11-08-2011 12:30 PM - edited 03-11-2019 02:47 PM
I am setting up a new pair of ASA 5585's in a multi-context, active/active failover design. I cannot create management SSH connection to the contexts that are assigned to failover group 2. With all the security contexts that are assigned to failover group 1 I can SSH to the inside interface IP and login without a problem. When I try to do that to the group 2 contexts there is no response from the firewall at all, PuTTY just times out.

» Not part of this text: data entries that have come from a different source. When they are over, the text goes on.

PR #662, opened 2026-08-19
fix: clone push notification configs before storing

anxkhn:
`InMemoryPushNotificationStore.save` retained the caller's `TaskPushNotificationConfig` object. Mutating that object after saving could silently change the stored webhook URL, token, or authentication data.

This change stores a deep clone in `src/server/push_notification/push_notification_store.ts` while preserving the generated ID on the caller's object. `DefaultRequestHandler.sendMessage` and `sendMessageStream` also clone inline configurations before passing them to a store, preventing aliasing in custom implementations.

Regression coverage verifies input isolation, generated-ID behavior, and inline `sendMessage` configuration handling.

Tested with:

```sh
npx --no-install vitest run test/server/push_notification_store.spec.ts test/server/request_handler/push_notification_config.spec.ts
```

### DIFF
--- a/src/server/push_notification/push_notification_store.ts
+++ b/src/server/push_notification/push_notification_store.ts
@@ -94,7 +94,10 @@ export class InMemoryPushNotificationStore implements PushNotificationStore {
       entries.splice(existingIndex, 1);
     }
 
-    entries.push({ config: pushNotificationConfig, wireVersion });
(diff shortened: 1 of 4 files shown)


JakubWorek (approved):
Hi @anxkhn, thank you for your contribution, lgtm, approved

PR #665, opened 2026-08-20
fix(deps): replace `uuid` package with `crypto.randomUUID()`

ishymko:
This eliminates `uuid` dependency completely.


JakubWorek (approved):
LGTM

My firewalls are running version 8.2(4). The contexts seem to be functioning normally in all other respects.
Thanks,
John
11-11-2011 06:29 AM
Hi John,
Take a look at this document that provides some additional troubleshooting steps for narrowing down this type of problem:
https://supportforums.cisco.com/docs/DOC-13012#Unable_to_ssh
Hope that helps.
-Mike
11-11-2011 07:07 AM
Thanks for the suggestions Mike but I am still stumped. I am running 8.2(4) and it is supposed to have the issues refered to in that doc fixed. I did check the asp sockets and the firewall is listening on port 22. I tried deleting and restoring the SSH config but that had no affect.
I am able to SSH to the standby IP address for the context, but I cannot connect to the active one. On a capture done on the active context I do see the packets coming in from the PC to port 22 of the context IP but I am not seeing any response.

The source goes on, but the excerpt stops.